Anyone fix a trunk release?

TromboneAl

Give me a museum and I'll fill it. (Picasso) Give me a forum ...
Joined
Jun 30, 2006
Messages
12,880
The trunk release (trunk popper) stopped working in our Echo. I haven't located any info on this, and before I started [-]breaking[/-] disassembling I thought I'd see if anyone had fixed theirs.

The cable seems to moving at the trunk end, but I can't see it until I start to disassemble.
 
All I can say is that you wont have to deal with the really hard part where the wire rusts or breaks somewhere in the middle.

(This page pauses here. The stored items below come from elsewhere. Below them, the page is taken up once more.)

PR #1745, opened 2026-09-04
fix(head_detector): forward keyword arguments on the multi-prompt path, and stop mutating the ActivationCache

WatchTree-19:
### 1. Every keyword argument is silently dropped when `seq` is a list

`detect_head` recurses positionally on the multi-prompt path:

```python
batch_scores = [detect_head(model, seq, detection_pattern) for seq in seq]
```

so `error_measure`, `exclude_bos`, `exclude_current_token` and `heads` are all reset to their defaults. The call returns a number, on a different scale, with no warning.

Measured on `gpt2-small` with a 4-prompt list, comparing the list result against averaging the per-prompt results computed correctly:

| argument passed | max abs error vs correct | note |
|---|---|---|
| `error_measure="abs"` | 0.4217 | silently computes `"mul"` instead; sign flips on some heads |
| `heads={0: [0, 1]}` | 1.1465 | filter ignored entirely, all heads scored |
| `exclude_bos=True` | 0.0937 | |
| `exclude_current_token=True` | 0.1483 | |

`"abs"` and `"mul"` are not the same scale and are not monotonically related, so the sign flip is not cosmetic: heads rank differently.

This repo's own `demos/Head_Detector_Demo.ipynb` calls `detect_head` on a list of prompts with `error_measure="abs"`, so the published plots in that notebook are `"mul"` scores.

### 2. `compute_head_attention_similarity_score` masks the cache in place

```python
attention_pattern[:, 0, :] = 0          # exclude_bos
attention_pattern[:, range(n), range(n)] = 0   # exclude_current_token
```

`attention_pattern` is a view into the caller's `ActivationCache`, so those writes are permanent. Row sums of a cached attention pattern after one call with `exclude_bos=True`:

```
before: [1.0, 1.0, 1.0, 1.0, 1.0, 1.0, 1.0]
after:  [0.0, 0.1529, 0.3884, 0.7915, 0.8771, 0.9045, 0.9528]
```

Any later read of that cache, by this function or anything else, sees altered activations. Row 0 is now entirely zero. This also makes `detect_head` order-dependent: run it twice on the same cache and the second call gets different numbers.

## Fix

- Forward all keyword arguments on the recursive call.
- `.clone()` the pattern before masking.

## Tests

Seven regression tests added to `tests/integration/test_head_detector.py`: one per forwarded keyword argument, asserting the list path matches the manually-averaged per-prompt result; three asserting the cache is unmodified and its rows still sum to 1.

Full file passes (67 tests). `black` clean.

One pre-existing failure, `test_detect_head_with_invalid_head_name`, is unrelated: it takes a single string, never enters the list branch, and depends on jaxtyping/beartype runtime checking being active in the environment. It fails identically on unpatched `main` here.

### DIFF
--- a/transformer_lens/head_detector.py
+++ b/transformer_lens/head_detector.py
@@ -113,7 +113,18 @@ def detect_head(
     if isinstance(detection_pattern, str):
         assert detection_pattern in HEAD_NAMES, INVALID_HEAD_NAME_ERR % detection_pattern
         if isinstance(seq, list):
-            batch_scores = [detect_head(model, seq, detection_pattern) for seq in seq]
+            batch_scores = [
+                detect_head(
+                    model,
+                    batch_seq,
+                    detection_pattern,
+                    heads=heads,
+                    exclude_bos=exclude_bos,
+                    exclude_current_token=exclude_current_token,
+                    error_measure=error_measure,
+                )
+                for batch_seq in seq
+            ]
             return torch.stack(batch_scores).mean(0)
         detection_pattern = cast(
             torch.Tensor,
@@ -248,6 +259,12 @@ def compute_head_attention_similarity_score(
     # mul
 
     if error_measure == "mul":
+        # Clone before masking. attention_pattern is a view into the caller's
+        # ActivationCache, so masking in place permanently corrupts the cached
+        # pattern: its rows stop summing to 1 and every later use of that cache
+        # silently reads modified activations.
+        if exclude_bos or exclude_current_token:
+            attention_pattern = attention_pattern.clone()
         if exclude_bos:
             attention_pattern[:, 0] = 0
         if exclude_current_token:
--- a/transformer_lens/head_detector.py
+++ b/transformer_lens/head_detector.py
@@ -26,6 +26,12 @@ INVALID_HEAD_NAME_ERR = (
     f"detection_pattern must be a Tensor or one of head names: {HEAD_NAMES}; got %s"
 )
 
+CACHE_WITH_SEQ_LIST_ERR = (
+    "A single cache cannot be reused across multiple prompts, so `cache` is not\n"
+    "supported when `seq` is a list. Pass one prompt at a time, or omit `cache`\n"
+    "and let each prompt be run separately."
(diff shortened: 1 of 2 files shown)


transformer_lens/head_detector.py
```diff
@@ -113,7 +113,18 @@ def detect_head(
     if isinstance(detection_pattern, str):
         assert detection_pattern in HEAD_NAMES, INVALID_HEAD_NAME_ERR % detection_pattern
         if isinstance(seq, list):
-            batch_scores = [detect_head(model, seq, detection_pattern) for seq in seq]
+            batch_scores = [
+                detect_head(
```
jlarson4, line 128: `cache` is still silently dropped on the multi-prompt path. The same failure mode this PR fixes for the other four arguments and forwarding it as-is would be wrong since a single cache can't serve every prompt. Please make the drop explicit: raise (or warn) when `cache is not None` and `seq` is a list, or document that the list path ignores it.

jlarson4 (commented):
Thanks for putting this together @WatchTree-19! Just one comment, and would you please retarget the PR to `dev`?

transformer_lens/head_detector.py
WatchTree-19: @jlarson4 you are right, and it is the same failure as the four arguments this PR was already fixing. Thanks.

Forwarding `cache` is not an option — an `ActivationCache` holds one prompt's activations, so reusing it across a list would score every prompt against the first one's attention patterns. So the list path now rejects it:

```python
if isinstance(seq, list):
    if cache is not None:
        raise ValueError(CACHE_WITH_SEQ_LIST_ERR)
```

with the message pointing at passing one prompt at a time, or omitting `cache` and letting each prompt be run separately.

Three tests added: passing a cache with a list raises, passing a cache with a single prompt still matches the uncached result, and the list path without a cache is unchanged.

Happy to downgrade it to a warning instead if you would rather not break anyone who is currently passing a cache and silently getting it ignored — but a raise seemed right given the result they are getting today is wrong rather than merely unoptimised.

Shouldnt be too bad. Generally the cable comes up to the latch and has a little ball soldered on it to keep it in place, tugging on the wire pulls the latch.

If the trunk is opening with the key, the latch is good. If the wire is moving at the trunk end, my bet is either the ball broke off or the piece of the latch that it feeds through did.

If the ball came off, find yourself an appropriate sized lead fishing weight with a hole in it. Feed it through the cable and hold it with a pair of pliers and hit it with a soldering iron until the lead starts to melt and then blow on it.

If a piece of the latch broke off, you're on your own. I'm thinking something involving baling wire and duct tape.
 
Oh, and some toyotas have what I think is called a "valet mode" where if you turn the key to the left instead of to the right, it disables the remote trunk opening. To reenable it, turn the key the other way.
 
Oh, and some toyotas have what I think is called a "valet mode" where if you turn the key to the left instead of to the right, it disables the remote trunk opening. To reenable it, turn the key the other way.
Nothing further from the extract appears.